Within the records, say how many lines include the word "multiple"; the answer should be the number and no more.

::: Task data :::

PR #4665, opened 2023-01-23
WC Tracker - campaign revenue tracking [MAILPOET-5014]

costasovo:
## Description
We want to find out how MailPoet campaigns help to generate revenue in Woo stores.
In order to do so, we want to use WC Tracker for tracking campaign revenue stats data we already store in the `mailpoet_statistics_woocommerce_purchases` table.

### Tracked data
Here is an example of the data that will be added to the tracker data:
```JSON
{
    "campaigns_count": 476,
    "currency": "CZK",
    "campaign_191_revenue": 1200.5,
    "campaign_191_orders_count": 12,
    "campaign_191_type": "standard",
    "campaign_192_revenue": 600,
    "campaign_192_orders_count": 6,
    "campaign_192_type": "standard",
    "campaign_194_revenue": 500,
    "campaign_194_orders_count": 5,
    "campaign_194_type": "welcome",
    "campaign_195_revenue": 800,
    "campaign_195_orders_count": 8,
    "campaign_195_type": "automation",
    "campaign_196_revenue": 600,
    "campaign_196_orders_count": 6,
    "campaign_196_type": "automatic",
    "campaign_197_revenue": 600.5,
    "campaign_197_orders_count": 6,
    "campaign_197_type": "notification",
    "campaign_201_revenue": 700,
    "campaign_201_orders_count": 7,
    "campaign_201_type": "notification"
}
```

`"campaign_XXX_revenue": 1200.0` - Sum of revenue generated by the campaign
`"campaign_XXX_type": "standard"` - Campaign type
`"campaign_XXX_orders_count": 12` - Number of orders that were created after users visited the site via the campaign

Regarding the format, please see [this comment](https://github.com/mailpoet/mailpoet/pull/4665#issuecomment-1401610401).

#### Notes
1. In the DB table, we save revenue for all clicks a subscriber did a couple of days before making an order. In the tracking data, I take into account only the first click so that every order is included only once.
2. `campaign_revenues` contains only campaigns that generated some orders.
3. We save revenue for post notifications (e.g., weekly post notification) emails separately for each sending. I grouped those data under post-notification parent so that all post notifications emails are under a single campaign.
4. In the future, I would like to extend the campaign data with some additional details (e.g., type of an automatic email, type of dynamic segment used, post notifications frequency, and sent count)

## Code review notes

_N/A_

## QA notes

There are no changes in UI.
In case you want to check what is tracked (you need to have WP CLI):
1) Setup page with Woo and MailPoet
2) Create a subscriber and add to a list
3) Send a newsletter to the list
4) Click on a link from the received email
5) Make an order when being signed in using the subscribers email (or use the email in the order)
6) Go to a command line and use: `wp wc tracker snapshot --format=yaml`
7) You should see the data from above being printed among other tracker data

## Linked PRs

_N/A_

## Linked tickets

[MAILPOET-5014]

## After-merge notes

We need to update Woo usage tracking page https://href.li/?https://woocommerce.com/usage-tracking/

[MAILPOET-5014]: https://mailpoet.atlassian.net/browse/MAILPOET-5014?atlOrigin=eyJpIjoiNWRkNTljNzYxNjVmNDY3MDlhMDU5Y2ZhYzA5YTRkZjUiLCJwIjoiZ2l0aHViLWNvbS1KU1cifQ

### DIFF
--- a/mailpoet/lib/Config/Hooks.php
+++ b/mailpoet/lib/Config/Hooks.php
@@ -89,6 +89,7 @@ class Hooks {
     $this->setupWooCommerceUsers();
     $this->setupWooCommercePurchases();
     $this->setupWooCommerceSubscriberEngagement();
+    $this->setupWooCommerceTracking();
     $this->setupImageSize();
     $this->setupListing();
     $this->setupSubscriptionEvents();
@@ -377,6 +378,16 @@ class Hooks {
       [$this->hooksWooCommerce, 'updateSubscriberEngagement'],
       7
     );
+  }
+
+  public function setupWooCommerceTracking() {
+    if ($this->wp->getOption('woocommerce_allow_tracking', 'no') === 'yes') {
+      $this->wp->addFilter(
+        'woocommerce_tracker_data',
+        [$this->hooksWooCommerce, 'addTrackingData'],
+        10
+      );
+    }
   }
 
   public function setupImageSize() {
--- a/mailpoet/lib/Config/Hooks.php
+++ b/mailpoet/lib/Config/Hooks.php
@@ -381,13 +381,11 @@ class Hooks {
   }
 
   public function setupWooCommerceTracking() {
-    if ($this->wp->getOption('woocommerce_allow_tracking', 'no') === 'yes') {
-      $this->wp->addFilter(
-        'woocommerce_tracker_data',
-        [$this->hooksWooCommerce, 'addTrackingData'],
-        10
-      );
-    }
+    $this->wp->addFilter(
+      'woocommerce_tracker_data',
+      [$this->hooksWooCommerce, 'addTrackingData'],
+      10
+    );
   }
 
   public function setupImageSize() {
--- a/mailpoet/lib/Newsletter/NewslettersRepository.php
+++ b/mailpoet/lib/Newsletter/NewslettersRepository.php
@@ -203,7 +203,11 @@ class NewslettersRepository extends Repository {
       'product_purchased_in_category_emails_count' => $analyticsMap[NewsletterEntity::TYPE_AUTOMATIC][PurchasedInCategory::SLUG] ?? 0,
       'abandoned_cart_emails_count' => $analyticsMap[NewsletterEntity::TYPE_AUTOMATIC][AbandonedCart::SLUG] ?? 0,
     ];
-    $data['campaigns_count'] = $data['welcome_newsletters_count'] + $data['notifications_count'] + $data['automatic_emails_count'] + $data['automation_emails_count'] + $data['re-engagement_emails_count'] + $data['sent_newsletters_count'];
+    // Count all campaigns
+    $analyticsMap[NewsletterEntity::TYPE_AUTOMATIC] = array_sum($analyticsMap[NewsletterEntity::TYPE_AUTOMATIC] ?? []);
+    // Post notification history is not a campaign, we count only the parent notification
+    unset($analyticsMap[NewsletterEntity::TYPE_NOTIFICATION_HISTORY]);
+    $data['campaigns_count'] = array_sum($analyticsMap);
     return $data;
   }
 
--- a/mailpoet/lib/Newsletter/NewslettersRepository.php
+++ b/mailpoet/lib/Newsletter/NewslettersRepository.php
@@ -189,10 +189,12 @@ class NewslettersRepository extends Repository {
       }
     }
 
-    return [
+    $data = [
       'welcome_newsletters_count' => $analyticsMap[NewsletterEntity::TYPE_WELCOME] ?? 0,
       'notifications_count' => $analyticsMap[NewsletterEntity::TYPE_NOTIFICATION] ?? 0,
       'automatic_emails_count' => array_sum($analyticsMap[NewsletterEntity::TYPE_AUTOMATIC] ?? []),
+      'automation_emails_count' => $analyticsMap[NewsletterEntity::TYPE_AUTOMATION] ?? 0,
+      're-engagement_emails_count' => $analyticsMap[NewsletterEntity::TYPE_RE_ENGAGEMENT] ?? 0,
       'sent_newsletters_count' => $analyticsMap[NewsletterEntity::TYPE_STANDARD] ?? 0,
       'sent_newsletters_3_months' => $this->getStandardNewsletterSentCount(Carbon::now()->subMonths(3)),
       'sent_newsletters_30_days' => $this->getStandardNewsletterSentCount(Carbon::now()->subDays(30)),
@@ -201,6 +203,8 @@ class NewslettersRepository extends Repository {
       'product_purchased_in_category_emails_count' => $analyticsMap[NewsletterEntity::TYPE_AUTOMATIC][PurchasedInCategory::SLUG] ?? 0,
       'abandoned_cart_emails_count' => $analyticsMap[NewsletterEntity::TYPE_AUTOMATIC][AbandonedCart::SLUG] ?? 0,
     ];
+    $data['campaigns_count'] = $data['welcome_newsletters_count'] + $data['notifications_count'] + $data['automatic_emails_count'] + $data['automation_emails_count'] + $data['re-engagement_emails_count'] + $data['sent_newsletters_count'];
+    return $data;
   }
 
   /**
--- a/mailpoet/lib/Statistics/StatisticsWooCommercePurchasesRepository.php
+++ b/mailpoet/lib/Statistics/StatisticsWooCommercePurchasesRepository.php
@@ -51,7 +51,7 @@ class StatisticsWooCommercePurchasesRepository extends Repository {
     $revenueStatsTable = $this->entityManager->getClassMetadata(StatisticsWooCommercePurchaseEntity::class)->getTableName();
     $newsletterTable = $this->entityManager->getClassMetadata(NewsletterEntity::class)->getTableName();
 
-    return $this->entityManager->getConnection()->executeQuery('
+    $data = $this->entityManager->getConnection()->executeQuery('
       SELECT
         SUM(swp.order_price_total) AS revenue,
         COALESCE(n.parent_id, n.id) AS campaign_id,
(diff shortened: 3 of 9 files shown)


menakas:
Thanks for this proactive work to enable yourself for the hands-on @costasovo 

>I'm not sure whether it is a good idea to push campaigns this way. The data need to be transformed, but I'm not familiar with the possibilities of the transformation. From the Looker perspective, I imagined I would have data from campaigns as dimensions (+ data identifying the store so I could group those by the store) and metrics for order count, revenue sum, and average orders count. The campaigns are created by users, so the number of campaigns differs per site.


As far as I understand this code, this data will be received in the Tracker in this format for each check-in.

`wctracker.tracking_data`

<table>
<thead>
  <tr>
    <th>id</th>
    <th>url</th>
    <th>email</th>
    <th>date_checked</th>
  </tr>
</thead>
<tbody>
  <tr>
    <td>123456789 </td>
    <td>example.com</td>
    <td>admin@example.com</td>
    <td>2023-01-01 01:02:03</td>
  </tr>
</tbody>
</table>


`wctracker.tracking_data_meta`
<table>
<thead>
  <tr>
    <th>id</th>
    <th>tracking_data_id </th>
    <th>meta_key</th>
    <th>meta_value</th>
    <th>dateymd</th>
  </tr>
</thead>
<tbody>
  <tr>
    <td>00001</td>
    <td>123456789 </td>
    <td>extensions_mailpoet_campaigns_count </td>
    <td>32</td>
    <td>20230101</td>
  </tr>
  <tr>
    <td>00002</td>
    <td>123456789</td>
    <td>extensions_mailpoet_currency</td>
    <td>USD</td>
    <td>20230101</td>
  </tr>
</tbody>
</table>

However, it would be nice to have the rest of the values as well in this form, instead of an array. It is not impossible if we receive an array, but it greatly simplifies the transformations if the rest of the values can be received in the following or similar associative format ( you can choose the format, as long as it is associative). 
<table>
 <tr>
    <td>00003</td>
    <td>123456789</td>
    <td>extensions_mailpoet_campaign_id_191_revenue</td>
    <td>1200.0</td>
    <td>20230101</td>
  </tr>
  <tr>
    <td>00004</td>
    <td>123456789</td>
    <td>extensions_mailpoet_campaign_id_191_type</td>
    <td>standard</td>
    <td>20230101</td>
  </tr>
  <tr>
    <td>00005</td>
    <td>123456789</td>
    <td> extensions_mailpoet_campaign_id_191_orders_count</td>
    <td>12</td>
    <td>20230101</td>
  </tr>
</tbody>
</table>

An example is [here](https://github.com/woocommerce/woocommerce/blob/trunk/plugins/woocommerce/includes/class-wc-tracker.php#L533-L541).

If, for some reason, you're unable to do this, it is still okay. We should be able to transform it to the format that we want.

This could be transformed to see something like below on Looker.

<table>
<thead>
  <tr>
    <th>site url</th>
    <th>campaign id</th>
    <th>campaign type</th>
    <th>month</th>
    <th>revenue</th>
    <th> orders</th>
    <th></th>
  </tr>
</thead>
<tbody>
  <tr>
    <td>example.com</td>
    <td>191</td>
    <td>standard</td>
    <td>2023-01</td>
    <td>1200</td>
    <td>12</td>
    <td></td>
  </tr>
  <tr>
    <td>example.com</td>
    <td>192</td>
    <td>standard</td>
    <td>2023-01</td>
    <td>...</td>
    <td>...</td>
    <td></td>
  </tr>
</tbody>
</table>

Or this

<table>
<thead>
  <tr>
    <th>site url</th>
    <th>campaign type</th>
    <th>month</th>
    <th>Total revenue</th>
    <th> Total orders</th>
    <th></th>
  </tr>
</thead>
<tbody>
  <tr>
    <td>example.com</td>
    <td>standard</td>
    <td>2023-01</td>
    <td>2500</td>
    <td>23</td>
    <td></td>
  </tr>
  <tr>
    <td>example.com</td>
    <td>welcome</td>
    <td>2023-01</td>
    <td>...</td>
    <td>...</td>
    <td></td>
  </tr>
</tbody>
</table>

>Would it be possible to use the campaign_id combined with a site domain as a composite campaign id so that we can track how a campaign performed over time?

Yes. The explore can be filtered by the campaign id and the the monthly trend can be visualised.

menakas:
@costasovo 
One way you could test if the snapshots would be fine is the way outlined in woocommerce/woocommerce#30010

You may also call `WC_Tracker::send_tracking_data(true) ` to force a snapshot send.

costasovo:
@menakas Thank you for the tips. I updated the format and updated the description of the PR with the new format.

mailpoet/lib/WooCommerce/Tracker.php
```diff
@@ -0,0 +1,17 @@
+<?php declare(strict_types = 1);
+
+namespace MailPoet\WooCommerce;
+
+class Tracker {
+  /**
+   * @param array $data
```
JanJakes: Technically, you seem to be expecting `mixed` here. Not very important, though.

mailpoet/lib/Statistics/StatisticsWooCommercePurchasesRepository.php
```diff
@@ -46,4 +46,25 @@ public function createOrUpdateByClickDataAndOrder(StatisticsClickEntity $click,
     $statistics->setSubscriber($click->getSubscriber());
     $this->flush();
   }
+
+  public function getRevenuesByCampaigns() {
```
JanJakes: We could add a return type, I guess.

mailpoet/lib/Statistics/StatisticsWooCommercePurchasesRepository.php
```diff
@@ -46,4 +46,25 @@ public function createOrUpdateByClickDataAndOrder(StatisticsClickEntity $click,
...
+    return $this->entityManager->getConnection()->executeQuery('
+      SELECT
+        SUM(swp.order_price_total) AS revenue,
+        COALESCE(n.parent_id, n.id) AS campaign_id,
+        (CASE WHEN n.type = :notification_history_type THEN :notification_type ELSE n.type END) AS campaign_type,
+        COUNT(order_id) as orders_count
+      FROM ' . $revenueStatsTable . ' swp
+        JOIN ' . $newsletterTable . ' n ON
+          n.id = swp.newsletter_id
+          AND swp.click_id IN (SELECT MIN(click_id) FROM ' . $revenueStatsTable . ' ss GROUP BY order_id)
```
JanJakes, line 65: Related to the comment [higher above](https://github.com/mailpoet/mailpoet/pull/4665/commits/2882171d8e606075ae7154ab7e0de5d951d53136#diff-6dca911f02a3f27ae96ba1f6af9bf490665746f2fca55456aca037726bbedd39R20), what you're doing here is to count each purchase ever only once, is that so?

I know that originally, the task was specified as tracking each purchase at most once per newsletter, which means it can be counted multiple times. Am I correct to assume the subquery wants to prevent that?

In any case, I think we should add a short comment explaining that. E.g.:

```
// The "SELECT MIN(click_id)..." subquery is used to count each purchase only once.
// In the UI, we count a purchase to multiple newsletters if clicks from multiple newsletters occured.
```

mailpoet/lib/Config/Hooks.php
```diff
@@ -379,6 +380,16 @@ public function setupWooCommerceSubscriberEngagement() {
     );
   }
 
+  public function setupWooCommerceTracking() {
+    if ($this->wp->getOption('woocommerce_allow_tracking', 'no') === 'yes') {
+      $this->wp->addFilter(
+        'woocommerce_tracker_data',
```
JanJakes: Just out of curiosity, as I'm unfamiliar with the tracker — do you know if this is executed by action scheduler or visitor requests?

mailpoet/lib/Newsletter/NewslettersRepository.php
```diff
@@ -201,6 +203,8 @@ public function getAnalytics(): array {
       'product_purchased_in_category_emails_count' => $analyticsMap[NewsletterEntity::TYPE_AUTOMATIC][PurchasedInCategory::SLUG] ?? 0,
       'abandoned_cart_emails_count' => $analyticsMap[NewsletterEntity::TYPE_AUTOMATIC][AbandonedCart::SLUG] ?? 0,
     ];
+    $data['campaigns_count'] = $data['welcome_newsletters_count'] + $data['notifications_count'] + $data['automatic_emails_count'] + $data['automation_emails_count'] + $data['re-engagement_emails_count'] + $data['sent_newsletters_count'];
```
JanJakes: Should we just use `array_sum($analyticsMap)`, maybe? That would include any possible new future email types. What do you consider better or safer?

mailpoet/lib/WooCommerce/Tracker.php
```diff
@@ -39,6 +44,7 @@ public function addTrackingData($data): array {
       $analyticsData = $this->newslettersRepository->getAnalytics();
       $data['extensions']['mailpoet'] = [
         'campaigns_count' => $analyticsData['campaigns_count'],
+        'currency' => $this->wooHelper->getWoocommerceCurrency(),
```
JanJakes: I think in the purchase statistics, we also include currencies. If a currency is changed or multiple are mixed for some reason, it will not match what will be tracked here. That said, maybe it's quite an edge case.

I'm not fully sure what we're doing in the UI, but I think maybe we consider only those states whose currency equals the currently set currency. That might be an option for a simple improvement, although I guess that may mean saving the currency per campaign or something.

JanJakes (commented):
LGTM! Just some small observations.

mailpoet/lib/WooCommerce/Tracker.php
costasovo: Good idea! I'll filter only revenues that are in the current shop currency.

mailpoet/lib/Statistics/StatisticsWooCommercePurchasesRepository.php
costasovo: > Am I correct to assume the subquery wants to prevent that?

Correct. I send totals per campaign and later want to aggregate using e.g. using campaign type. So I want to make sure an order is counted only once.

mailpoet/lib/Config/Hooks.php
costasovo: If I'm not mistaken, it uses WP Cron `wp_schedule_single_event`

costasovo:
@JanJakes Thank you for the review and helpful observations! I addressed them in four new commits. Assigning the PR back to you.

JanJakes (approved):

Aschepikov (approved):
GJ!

:::

*Reply to the task:*
3